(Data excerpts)
PR #339, opened 2023-10-20
[occ] Allow parent app to pass per-tx contexts

stevenlanders:
- sei-chain needs to pass per-tx notification channels on contexts 
- this allows for per-tx contexts to be passed
 
- updated all unit tests


stevenlanders:
we're going to hold off on this, until there's a per-tx context needed (since we don't need the Dag channels)

PR #341, opened 2023-10-24
[occ] Add struct field and helpers for estimate prefills

udpatil:
This adds in the ability to prefill estimates based on metadata passed along with deliverTxBatch

Unit Test to verify that multiversion store initialization is now idempotent, and works properly regardless of whether estimate prefill is enabled


types/tx_batch.go
```diff
@@ -1,11 +1,21 @@
...
+	"github.com/cosmos/cosmos-sdk/store/multiversion"
+	abci "github.com/tendermint/tendermint/abci/types"
+)
 
 // DeliverTxEntry represents an individual transaction's request within a batch.
 // This can be extended to include tx-level tracing or metadata
 type DeliverTxEntry struct {
-	Request abci.RequestDeliverTx
+	Request  abci.RequestDeliverTx
+	Metadata DeliverTxMetadata
```
stevenlanders, line 12: 2 cents: I'd probably would have just put the Writeset here, because Metadata normally means things like headers/trackers/tracers and not as much real-arguments to the function.

tasks/scheduler.go
```diff
@@ -57,6 +57,7 @@ func (dt *deliverTxTask) Increment() {
 
 // Scheduler processes tasks concurrently
 type Scheduler interface {
+	PrefillEstimates(ctx sdk.Context, metadatas []sdk.DeliverTxMetadata)
```
stevenlanders, line 60: 2 cents: if this always must happen prior to ProcessAll, it may be worth just including the logic in ProcessAll to simplify the interaction.

stevenlanders (approved):
Assuming -1 for incarnation is okay, this looks good to me.

PR #343, opened 2023-10-30
Fix map access panic

stevenlanders:
- `CollectIteratorItems` needs to hold an RLock to avoid a concurrent access panic 

- Reproduced through a sei-chain-side test (concurrent instantiates)

### DIFF
--- a/store/multiversion/store.go
+++ b/store/multiversion/store.go
@@ -319,21 +319,27 @@ func (s *Store) validateIterator(index int, tracker iterationTracker) bool {
 	}
 }
 
-// TODO: do we want to return bool + []int where bool indicates whether it was valid and then []int indicates only ones for which we need to wait due to estimates? - yes i think so?
-func (s *Store) ValidateTransactionState(index int) (bool, []int) {
-	defer telemetry.MeasureSince(time.Now(), "store", "mvs", "validate")
-	conflictSet := map[int]struct{}{}
-	valid := true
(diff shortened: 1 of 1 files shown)


store/multiversion/store.go
```diff
@@ -243,10 +243,13 @@ func (s *Store) GetIterateset(index int) Iterateset {
...
 // CollectIteratorItems implements MultiVersionStore. It will return a memDB containing all of the keys present in the multiversion store within the iteration range prior to (exclusive of) the index.
 func (s *Store) CollectIteratorItems(index int) *db.MemDB {
+	s.mtx.RLock()
+	defer s.mtx.RUnlock()
+
 	sortedItems := db.NewMemDB()
 
 	// get all writeset keys prior to index
-	keys := s.GetAllWritesetKeys()
+	keys := s.txWritesetKeys
```
udpatil, line 252: this will acquire the lock for longer right? whereas none of the below logic actually invokes resources protected by the lock? does it make sense to do this way?

udpatil: meant to point to lines 246/247 where lock is acquired

stevenlanders: In Go, maps are always returned by reference, not by value.  This means returning a reference via GetAllWritesetKeys doesn't give us a copy, and doesn't do anything to protect the map.  The concurrent-access here is the `keys[i]` moment.

PR #348, opened 2023-11-10
[occ] Fix parent store readset validation

udpatil:
This fixes the validation to remove a panic for a case that can actually occur if a transaction writes a key that is later read, and that writing transaction is reverted and then the readset validation reads from parent store. In this case, the readset would have a conflict based on the data available in parent store, so we shouldn't panic. This also adds in the resource types needed for the new DEX_MEM keys

Tested in loadtest cluster


stevenlanders (approved):
lgtm (I would just suggest a unit test for the scenario if possible)

udpatil:
> lgtm (I would just suggest a unit test for the scenario if possible)

yup good point, will add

What is being asked: The answer must be one number, the count of lines above that hold the word "bool".

Solution to the problem: 3